Go line by line through the records below. Copy whichever lines contain the string "builds".

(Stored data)

·····

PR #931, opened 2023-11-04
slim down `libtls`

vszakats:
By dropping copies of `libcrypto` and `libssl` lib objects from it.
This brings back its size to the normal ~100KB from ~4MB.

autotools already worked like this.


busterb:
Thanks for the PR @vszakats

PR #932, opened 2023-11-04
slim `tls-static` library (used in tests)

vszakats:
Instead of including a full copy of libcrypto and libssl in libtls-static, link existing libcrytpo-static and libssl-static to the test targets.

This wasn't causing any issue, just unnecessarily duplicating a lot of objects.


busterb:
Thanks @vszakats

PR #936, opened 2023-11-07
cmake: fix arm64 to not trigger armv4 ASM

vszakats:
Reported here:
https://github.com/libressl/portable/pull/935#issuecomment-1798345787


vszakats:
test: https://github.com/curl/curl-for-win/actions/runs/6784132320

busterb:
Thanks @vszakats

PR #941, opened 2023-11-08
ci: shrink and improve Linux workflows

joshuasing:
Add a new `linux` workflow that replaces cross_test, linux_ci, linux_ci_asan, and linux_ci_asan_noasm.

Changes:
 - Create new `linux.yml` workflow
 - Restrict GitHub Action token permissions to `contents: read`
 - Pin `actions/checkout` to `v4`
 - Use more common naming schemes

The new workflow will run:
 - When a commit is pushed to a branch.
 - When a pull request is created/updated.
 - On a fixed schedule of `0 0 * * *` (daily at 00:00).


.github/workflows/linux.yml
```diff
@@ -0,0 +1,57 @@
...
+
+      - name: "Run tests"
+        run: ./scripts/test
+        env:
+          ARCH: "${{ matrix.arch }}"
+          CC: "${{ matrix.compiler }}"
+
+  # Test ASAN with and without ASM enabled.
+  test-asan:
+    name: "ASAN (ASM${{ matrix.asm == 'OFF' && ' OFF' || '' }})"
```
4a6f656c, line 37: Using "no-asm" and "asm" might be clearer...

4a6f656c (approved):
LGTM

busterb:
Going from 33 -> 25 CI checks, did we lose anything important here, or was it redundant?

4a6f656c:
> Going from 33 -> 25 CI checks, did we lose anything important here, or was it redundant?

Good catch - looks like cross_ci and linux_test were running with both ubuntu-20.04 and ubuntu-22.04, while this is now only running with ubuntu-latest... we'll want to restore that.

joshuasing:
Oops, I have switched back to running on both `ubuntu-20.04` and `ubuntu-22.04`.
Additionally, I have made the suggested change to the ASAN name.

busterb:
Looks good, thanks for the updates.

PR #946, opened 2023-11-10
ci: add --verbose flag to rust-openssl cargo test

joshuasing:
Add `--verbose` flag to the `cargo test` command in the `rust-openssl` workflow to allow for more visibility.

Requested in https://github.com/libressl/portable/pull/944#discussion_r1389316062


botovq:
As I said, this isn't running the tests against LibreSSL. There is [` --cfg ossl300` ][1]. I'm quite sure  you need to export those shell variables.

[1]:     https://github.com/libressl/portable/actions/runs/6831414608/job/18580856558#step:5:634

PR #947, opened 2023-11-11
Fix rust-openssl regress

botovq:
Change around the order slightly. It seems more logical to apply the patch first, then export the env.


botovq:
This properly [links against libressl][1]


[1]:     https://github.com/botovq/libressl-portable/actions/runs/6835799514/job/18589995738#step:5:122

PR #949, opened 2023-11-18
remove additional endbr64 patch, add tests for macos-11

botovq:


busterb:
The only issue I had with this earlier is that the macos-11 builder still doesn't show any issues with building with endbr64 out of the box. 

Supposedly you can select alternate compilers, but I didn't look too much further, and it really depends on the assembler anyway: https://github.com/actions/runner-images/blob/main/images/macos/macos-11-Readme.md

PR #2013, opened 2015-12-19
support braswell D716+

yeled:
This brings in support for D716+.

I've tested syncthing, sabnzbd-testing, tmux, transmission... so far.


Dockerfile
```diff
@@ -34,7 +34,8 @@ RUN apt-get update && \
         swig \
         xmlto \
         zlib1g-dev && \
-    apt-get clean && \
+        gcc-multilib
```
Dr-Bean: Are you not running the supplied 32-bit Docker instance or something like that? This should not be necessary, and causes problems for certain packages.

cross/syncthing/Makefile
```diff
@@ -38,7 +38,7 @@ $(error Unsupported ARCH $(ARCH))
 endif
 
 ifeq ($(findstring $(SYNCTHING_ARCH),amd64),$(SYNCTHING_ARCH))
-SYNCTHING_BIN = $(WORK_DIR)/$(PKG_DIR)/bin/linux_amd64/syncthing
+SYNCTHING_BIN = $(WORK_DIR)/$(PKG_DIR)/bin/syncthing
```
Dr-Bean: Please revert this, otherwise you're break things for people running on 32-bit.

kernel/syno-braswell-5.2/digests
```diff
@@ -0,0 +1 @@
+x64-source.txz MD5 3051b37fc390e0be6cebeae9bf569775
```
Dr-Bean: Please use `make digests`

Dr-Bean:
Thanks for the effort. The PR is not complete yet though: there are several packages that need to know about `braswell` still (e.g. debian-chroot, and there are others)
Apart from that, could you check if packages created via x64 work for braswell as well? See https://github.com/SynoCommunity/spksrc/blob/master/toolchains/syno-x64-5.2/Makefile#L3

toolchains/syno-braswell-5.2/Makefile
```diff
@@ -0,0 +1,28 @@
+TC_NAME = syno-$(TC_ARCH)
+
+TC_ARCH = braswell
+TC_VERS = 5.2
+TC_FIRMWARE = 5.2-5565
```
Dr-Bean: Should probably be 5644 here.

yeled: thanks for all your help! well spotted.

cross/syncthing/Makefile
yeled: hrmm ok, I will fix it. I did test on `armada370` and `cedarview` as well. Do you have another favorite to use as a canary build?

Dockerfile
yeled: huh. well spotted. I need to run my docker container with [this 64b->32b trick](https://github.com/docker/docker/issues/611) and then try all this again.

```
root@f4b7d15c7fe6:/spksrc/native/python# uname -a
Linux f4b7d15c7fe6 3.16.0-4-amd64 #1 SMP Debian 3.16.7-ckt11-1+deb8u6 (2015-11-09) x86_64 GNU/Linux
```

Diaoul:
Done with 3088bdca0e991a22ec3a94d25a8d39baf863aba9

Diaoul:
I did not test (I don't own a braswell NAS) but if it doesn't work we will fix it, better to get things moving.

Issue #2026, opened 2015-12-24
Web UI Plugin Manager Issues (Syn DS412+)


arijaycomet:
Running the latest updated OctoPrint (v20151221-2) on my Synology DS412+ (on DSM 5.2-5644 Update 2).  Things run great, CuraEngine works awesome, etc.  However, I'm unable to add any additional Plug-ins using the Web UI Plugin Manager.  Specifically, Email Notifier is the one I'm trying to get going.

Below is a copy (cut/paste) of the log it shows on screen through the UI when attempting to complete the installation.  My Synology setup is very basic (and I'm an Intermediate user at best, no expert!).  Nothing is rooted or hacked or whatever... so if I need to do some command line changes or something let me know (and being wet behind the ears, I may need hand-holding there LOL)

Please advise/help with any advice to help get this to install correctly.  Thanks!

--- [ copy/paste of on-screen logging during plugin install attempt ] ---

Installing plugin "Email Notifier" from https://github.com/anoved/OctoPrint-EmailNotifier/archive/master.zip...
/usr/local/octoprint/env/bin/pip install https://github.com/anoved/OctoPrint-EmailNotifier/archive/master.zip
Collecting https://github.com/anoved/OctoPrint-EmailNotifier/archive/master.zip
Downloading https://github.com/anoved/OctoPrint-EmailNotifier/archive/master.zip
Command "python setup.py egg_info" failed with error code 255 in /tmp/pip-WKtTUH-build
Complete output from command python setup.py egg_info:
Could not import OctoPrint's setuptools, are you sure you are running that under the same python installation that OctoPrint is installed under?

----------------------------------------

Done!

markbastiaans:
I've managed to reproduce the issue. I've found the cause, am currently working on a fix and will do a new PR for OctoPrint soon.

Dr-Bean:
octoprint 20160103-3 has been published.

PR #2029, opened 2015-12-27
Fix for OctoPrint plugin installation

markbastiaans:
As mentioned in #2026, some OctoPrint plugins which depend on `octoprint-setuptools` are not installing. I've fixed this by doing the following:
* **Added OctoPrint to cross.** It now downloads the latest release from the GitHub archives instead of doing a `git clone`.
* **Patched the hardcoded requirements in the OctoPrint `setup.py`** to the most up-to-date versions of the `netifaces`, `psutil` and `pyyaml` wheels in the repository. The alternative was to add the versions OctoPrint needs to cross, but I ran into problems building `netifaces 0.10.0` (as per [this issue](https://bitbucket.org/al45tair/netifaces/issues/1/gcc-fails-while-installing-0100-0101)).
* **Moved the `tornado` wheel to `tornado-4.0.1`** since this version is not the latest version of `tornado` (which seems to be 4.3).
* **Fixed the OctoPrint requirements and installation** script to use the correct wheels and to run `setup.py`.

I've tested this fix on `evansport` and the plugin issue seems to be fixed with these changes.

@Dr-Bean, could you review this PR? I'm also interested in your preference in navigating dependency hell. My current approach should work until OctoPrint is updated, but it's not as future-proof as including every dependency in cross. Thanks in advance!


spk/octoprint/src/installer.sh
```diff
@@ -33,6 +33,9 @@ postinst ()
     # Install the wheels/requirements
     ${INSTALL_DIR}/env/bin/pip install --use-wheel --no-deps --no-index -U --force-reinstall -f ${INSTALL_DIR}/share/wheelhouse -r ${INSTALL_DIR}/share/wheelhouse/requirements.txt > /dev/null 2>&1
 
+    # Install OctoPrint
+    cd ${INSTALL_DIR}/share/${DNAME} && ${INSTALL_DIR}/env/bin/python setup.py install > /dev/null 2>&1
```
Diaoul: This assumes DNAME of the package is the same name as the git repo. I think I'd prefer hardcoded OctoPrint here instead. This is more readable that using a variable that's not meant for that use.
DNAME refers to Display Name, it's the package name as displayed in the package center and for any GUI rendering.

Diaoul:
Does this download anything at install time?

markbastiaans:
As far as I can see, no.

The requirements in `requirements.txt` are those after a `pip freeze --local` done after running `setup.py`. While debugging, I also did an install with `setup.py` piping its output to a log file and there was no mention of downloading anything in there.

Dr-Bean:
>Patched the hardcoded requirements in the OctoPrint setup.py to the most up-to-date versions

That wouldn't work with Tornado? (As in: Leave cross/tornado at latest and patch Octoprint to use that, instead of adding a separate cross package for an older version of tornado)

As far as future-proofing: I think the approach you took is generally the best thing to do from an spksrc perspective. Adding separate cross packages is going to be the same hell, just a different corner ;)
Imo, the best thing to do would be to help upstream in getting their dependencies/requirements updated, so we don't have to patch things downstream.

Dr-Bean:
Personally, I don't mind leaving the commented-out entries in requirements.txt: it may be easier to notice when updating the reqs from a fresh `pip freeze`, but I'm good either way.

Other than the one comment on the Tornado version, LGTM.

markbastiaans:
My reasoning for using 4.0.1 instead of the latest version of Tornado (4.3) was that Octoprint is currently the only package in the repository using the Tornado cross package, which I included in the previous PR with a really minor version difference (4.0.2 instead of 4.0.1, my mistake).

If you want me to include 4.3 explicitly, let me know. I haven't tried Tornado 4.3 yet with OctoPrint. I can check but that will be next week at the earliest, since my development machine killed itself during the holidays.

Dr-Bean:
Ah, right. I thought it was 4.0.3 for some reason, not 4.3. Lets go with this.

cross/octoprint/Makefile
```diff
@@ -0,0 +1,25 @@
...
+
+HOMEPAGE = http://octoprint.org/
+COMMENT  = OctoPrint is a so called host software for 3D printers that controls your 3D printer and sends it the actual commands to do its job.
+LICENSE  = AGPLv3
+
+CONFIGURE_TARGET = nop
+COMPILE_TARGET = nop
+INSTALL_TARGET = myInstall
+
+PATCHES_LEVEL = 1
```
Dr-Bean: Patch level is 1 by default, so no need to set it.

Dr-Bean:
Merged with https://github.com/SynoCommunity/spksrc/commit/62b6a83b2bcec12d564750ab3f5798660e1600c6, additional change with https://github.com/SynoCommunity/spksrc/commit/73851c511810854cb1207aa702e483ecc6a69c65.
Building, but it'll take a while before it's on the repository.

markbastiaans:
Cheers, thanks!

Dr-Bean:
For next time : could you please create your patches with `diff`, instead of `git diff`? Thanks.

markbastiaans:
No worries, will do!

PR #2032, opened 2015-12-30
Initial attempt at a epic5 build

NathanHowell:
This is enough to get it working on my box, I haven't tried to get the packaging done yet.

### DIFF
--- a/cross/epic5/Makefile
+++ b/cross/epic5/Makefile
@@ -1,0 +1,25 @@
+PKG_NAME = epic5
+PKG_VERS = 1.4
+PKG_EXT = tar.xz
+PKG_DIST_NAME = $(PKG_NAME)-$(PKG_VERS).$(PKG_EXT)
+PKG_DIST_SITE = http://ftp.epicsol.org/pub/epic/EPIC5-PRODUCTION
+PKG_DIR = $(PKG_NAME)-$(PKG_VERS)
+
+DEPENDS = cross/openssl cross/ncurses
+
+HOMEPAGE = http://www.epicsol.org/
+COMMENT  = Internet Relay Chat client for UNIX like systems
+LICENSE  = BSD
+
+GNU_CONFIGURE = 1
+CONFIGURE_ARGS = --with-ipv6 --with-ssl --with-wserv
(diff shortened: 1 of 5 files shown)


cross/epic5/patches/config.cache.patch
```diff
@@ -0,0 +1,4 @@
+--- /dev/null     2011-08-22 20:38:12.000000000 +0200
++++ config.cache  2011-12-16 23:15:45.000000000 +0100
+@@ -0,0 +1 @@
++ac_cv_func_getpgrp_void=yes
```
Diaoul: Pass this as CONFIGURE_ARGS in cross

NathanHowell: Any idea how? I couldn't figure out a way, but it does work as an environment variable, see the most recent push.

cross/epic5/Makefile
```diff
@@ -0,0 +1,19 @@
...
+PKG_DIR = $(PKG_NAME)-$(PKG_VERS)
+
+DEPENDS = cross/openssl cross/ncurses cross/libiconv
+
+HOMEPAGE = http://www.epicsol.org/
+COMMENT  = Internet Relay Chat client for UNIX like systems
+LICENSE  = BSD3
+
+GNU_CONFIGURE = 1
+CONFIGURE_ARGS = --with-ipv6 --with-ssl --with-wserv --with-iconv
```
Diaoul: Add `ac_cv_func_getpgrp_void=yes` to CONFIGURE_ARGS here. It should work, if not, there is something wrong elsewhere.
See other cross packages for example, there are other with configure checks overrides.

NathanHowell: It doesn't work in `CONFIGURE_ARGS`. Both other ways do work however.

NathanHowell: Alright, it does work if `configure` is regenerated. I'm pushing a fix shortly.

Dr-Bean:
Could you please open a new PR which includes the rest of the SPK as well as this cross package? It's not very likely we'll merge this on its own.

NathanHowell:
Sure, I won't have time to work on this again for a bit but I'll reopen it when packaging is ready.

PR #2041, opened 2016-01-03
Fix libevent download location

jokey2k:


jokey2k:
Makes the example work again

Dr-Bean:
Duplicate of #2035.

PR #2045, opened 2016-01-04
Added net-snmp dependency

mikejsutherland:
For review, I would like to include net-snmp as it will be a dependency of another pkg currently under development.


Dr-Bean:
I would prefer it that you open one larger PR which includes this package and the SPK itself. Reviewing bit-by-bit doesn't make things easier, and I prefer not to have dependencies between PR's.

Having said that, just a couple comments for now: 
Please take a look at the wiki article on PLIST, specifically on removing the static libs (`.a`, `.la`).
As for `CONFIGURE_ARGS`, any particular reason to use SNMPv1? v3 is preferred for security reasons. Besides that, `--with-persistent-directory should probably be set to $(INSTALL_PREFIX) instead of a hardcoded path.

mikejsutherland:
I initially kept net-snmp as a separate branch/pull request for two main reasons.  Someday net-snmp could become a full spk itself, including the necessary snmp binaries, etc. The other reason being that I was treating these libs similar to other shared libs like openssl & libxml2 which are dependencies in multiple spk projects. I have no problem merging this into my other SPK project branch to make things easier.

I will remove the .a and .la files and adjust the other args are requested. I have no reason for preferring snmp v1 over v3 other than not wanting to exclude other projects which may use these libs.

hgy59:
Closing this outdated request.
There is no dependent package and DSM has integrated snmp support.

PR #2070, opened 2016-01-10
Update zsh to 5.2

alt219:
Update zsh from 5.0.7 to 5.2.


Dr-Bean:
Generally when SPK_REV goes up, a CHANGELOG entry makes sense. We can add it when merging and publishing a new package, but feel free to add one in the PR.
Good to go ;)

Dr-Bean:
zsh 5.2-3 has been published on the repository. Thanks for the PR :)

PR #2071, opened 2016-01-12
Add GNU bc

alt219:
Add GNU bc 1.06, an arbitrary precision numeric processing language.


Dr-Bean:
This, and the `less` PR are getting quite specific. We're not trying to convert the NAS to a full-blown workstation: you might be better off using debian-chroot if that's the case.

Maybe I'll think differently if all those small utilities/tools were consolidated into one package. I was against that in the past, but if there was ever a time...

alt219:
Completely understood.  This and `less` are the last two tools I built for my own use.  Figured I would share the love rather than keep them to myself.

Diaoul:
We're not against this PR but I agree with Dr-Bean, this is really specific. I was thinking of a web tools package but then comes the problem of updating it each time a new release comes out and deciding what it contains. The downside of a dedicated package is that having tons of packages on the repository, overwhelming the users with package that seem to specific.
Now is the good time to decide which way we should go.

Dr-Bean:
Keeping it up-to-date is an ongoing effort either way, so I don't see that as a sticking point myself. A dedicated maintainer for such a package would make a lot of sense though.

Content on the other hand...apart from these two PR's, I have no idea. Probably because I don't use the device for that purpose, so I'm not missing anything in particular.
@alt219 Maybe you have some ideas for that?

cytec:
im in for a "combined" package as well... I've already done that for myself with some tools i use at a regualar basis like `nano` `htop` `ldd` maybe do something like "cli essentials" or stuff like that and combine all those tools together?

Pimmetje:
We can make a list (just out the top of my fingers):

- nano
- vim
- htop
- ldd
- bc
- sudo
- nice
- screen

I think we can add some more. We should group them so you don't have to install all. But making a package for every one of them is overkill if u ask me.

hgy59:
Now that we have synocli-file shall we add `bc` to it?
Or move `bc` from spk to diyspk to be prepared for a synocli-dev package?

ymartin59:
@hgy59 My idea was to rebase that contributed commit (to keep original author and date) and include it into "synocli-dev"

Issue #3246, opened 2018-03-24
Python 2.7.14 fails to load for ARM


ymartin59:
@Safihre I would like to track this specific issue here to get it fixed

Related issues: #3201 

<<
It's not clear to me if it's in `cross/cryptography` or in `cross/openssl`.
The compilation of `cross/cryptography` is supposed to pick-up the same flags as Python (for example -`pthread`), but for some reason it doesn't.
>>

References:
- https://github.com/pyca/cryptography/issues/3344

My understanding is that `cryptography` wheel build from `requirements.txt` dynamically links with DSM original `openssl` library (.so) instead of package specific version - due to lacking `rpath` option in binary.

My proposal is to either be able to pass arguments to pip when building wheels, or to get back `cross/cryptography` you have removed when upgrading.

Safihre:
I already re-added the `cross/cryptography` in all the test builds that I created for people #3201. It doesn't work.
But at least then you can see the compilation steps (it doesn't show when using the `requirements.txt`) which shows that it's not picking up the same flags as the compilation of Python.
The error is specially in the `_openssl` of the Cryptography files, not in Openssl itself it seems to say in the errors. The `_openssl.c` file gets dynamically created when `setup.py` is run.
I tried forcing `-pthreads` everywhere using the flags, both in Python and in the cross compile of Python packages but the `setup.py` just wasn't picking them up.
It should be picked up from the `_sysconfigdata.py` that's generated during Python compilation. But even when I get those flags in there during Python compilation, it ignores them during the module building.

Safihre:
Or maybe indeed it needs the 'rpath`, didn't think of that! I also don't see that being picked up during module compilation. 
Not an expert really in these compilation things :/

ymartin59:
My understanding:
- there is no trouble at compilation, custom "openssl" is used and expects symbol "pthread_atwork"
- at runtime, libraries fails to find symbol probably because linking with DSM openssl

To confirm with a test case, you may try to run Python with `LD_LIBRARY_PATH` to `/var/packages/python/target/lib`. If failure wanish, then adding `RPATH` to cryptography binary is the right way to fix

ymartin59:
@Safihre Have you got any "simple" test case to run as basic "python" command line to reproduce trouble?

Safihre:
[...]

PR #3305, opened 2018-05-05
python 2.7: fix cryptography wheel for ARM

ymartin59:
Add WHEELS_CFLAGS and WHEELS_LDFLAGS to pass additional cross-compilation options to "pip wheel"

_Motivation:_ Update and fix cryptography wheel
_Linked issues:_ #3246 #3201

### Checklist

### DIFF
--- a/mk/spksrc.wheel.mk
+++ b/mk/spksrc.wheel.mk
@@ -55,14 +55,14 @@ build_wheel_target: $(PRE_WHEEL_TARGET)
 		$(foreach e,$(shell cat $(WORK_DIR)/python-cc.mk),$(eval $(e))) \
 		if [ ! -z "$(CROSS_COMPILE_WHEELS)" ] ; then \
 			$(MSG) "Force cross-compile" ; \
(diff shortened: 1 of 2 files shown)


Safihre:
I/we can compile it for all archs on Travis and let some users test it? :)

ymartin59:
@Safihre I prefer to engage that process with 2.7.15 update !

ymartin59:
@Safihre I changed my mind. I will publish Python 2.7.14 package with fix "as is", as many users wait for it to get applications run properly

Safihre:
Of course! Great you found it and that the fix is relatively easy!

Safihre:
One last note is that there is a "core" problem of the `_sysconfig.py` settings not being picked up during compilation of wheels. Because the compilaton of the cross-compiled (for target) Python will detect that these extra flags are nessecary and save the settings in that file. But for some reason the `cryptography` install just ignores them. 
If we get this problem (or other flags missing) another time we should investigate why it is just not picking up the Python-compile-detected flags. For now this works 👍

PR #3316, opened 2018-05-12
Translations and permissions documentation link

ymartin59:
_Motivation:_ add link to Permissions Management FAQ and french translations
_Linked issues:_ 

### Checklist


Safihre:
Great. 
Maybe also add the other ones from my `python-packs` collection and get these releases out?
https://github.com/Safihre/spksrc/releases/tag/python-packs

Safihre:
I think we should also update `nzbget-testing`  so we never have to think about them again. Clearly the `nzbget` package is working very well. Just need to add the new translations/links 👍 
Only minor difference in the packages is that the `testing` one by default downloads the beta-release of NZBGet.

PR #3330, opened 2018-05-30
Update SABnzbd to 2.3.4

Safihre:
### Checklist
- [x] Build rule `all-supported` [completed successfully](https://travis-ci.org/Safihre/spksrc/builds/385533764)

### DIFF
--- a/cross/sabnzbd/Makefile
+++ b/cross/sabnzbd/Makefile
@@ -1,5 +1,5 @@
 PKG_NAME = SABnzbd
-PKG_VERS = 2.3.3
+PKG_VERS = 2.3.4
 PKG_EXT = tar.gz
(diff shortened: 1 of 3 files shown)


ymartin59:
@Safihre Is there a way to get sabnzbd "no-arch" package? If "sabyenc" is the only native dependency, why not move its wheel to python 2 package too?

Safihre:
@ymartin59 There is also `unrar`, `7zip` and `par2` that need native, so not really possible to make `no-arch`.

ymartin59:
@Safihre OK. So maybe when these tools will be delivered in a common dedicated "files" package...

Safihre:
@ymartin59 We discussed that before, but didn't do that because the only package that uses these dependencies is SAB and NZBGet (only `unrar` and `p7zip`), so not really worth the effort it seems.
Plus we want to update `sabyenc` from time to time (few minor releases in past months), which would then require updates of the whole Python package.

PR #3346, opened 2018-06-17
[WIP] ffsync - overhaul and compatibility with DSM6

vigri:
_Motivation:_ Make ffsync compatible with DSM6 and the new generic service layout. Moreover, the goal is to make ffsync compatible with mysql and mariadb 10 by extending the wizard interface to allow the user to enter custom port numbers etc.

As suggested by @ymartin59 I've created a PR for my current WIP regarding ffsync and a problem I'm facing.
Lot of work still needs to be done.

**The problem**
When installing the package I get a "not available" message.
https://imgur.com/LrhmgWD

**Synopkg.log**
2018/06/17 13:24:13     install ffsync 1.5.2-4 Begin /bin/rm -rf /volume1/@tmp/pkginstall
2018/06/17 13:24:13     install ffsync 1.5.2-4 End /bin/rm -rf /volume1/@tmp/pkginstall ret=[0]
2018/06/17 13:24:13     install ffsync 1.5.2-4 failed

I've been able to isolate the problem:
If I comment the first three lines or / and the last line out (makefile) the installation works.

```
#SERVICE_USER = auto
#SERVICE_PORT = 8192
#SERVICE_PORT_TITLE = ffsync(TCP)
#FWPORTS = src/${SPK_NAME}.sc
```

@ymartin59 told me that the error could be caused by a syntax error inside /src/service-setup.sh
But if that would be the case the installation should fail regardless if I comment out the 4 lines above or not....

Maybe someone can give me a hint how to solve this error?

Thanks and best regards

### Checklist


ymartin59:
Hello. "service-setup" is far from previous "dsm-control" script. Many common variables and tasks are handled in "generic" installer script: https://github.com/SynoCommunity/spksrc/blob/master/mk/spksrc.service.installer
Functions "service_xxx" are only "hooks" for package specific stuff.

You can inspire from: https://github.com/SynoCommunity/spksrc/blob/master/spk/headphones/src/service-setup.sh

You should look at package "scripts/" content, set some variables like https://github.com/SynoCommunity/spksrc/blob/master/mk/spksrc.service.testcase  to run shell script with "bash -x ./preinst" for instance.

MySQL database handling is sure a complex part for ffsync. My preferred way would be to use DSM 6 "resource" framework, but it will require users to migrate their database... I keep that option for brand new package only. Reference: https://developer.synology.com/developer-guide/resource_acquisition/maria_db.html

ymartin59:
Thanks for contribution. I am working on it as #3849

·····

• _EXERCISE RESPONSE_
I already re-added the `cross/cryptography` in all the test builds that I created for people #3201. It doesn't work.
- [x] Build rule `all-supported` [completed successfully](https://travis-ci.org/Safihre/spksrc/builds/385533764)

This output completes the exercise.